The issues the article raises are real, but it paints passkey implementation as much harder than it actually is. It's in Corbado's interests to exaggerate the difficulties.
We added passkeys to existing password authentication for a python flask app, and it took about 40 hours. 20 hours to get basic registration/authentication working, and another 20 hours to tweak the UX (things like popping up a "Want to use passkeys?" dialog occasionally, a passkeys page so users can manage them - all huge problems according to the article).
So please don't put passkeys in the too-hard basket after reading this article. Users love them, and they are going to be ubiquitous very soon.
I would if I could use them. But no, Windows refuses to connect to Android, it times out. Same thing on Linux. Android itself? Your encrypted data is locked on this device, and following the help article doesn't do anything. Three different platforms, none with functional passkey support. Awesome UX. My grandparents would've thrown their phone out of the window by now if a website they need to visit requires passkeys. And no, before you ask, Bluetooth is working just fine. I regularly send files between my computers and my phone via Bluetooth, that's not the problem.
https://passkeys.directory/ indicates that plenty of relying parties have implemented support for passkeys and I’ve yet to hear about any efforts taking 100 sprints (if TFA is to be believed that it’s 100x harder than a single sprint’s worth of work). Indeed a rather lazy exaggeration.
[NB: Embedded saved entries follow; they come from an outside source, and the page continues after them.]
Issue #698, opened 2018-01-09
Difficulty translating existing benchmarking to using `CurrentThread`


alexcrichton:
In tokio-core there's some existing benchmarking code that looks like:

```rust
let reactor = ...;
let handle = reactor.handle();

handle.spawn(/* some TCP listener task */);

bh.iter(|| {
    core.run(some_local_task);
});
```

The idea here is that there's a daemon/background task which is being used to process some data (like accepting TCP sockets). This persistent daemon task, thougho, is paired up with synchronously running futures in lockstep (specifically benchmarking the timing of each iteration in this case).

Unfortunately though this represents a pattern which isn't translateable to `CurrentThread`. Notably you can't build a "context" which is persistently used amongst several blocking scopes. For example every time a `CurrentThread` scope exits and reenters there's no data that's preserved across the boundaries (like the necessary daemon task in this case).

Is this something we want to accomodate? Say "don't do this"? I'm not sure how often this would come up in other contexts, although I suspect it will become quite relevant for client-side integration of futures which blocks much more maybe?

carllerche:
Setting up something like this has been made more difficult by design. By spawning daemon tasks and then intermittently calling `core.run` while mixing in other potentially blocking logic is a hazard. When the core is not running, the daemon task cannot make progress.

One option today would be to spawn the listener task on a thread pool.

One reason I added `&mut Context` as an argument to provide the ability to re-add similar functionality at a later time. The `&mut Context` can have a `yield_to_executor(fut)` function that allows driving a single future to completion similar to the setup you have above.

I did not yet propose such a function as it carries the same hazards mentioned above.

carllerche:
I can add a `block_on(fut)` to `Context` if we like that idea.

I also don't have a great idea for a name, but `block_on` seems ok.

aturon:
@carllerche IMO, let's not add anything right now, and instead wait for feedback.

@alexcrichton, are you still planning to add unstable features? That can be another route for experimentation with new APIs like this.

alexcrichton:
@aturon I think it's fine for us to add that on an as-needed basis (although I'd like to originally populate it with `Sleep` if we plan on keeping it for the first release). 

For `block_on` though I'd personally like to see that in the first release rather than behind an unstable feature to start out with.

aturon:
Closing in favor of the [executor RFC](https://github.com/rust-lang-nursery/futures-rfcs/pull/3).

Issue #697, opened 2018-01-08
Unclear how to use CurrentThread and a "main future"


alexcrichton:
A typical pattern I've seen with `tokio-core` is to do something like:

```rust
let srv = ...;

handle.spawn(another_future);
handle.spawn(another_future2);
// ...

let result = core.run(srv);

// work with `result`
```

The `Handle::spawn` functionality is getting folded into `CurrentThread` but unfortunately I'm not sure how to recover the `let result = core.run(srv)` functionality from `CurrentThread`. Currently the closures in `CurrentThread` both return a bare `R`, the value returned by the closure, and the `future::blocking` module doesn't allow usage of `CurrentThread`. As a result, I don't think it's currently easily possible to construct a server like this, where you've got one "main future" you're interested in and it may spawn (or already have spawned) some sub-futures it was interested in.

The current state of https://github.com/tokio-rs/tokio-rfcs/pull/3 solves this use case with:

```rust
pub fn block_on_all<F: Future>(f: F)  -> Result<F::Item, F::Error>;
```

Our blog is full of examples of implementation analysis, and we have not encountered one implementation that is bug-free or leverages the complete toolset (same for us: we have just identified a bug in our implementation that relates to WebKit's user-gesture requirements on iOS versions before 17.4). That's not because of them being sloppy, it's just very difficult to get it right; that's exactly the point. For example, Uber and Amazon both did not get it right (until today). Of course, it is possible to implement passkeys without any external resources, and to be honest, we appreciate any effort, be it open-source, tutorials, or commercial applications. If you have been on an authentication team in a big B2C company and truly want to retain the trust of your customers, then you appreciate passkeys immediately as they solve one of the biggest problems... So we are also happy to see a half-good implementation as it improves security.
> So please don't put passkeys in the too-hard basket after reading this article. Users love them, and they are going to be ubiquitous very soon.
It's funny but that's almost exactly what #15 in the article even eventually states that you can't ignore passkeys because users love them and they will be ubiquitous very soon and also that the article isn't meant to alarmist "it's all too hard" but cautionary "have you considered x?" but they knew writing it will sound alarmist (because of course they wrote some parts of it in an alarmist tone for clickbait/salesbait). Of course #15 ends with trying to sell their product.
We tried to make the article fun to read. In the end, we could have omitted our hint about our product, but honestly, we have gathered a lot of know-how there for anyone who wants to build passkeys on their own. Our blog and this article are one of the better resources to start with, and even without it, our product offering is obvious. But: We are very commited to help anyone implementing passkeys.
We use email or phone number as the identifier. We recommend verifying on sign-up, but it is actually a configuration option. We have other customers who want to request OTP on the next sign-in. Not validating the identifier on sign-up comes with a long list of potential security/ux race conditions further down the chain (especially if you also support social logins). What is your approach?
Yes, we use email as the identifier, and yes we verify on signup.
We certainly aren't exceptional, and I expect that implementation will become easier as passkeys become more popular, and browser/device APIs develop. So hopefully later adopters will find it even easier than we did.
A weekend project is probably fine -- I wrote a Passkey-based SAML IdP in a weekend (re-using the SAML IdP from a different project). It's written in Tcl.
The hardest part of dealing with the Passkeys was remembering to read the whole specification before implementing it -- I spent a lot of time parsing their CBOR/COSE-based specification so that I could get the public key before "discovering" that there was a method for that defined by the specification.
You must know something about the domain. One time I spent several weeks falling to implement a minimal SAML relying party. Not even an idp. I found the spec to be impenetrable without a baseline understanding of the jargon. All the definitions seemed to be circular like when I end up on a Wikipedia article for some fancy math concept.
It's been a while, but I read through the OASIS spec for SAML for my implementation. There is a lot of yak shaving and I also had to implement XML Digital Signatures (XML-DS), and XML Canonicalization (C14N), but overall I don't think it took too long for something that worked, and was a library so I could just give it a key (or PKCS#11 handle) an identity and get back a SAML Assertion, which is fundamentally what I was after. It's available for viewing here [0].
We added passkeys to existing password authentication for a python flask app, and it took about 40 hours. 20 hours to get basic registration/authentication working, and another 20 hours to tweak the UX (things like popping up a "Want to use passkeys?" dialog occasionally, a passkeys page so users can manage them - all huge problems according to the article).
So please don't put passkeys in the too-hard basket after reading this article. Users love them, and they are going to be ubiquitous very soon.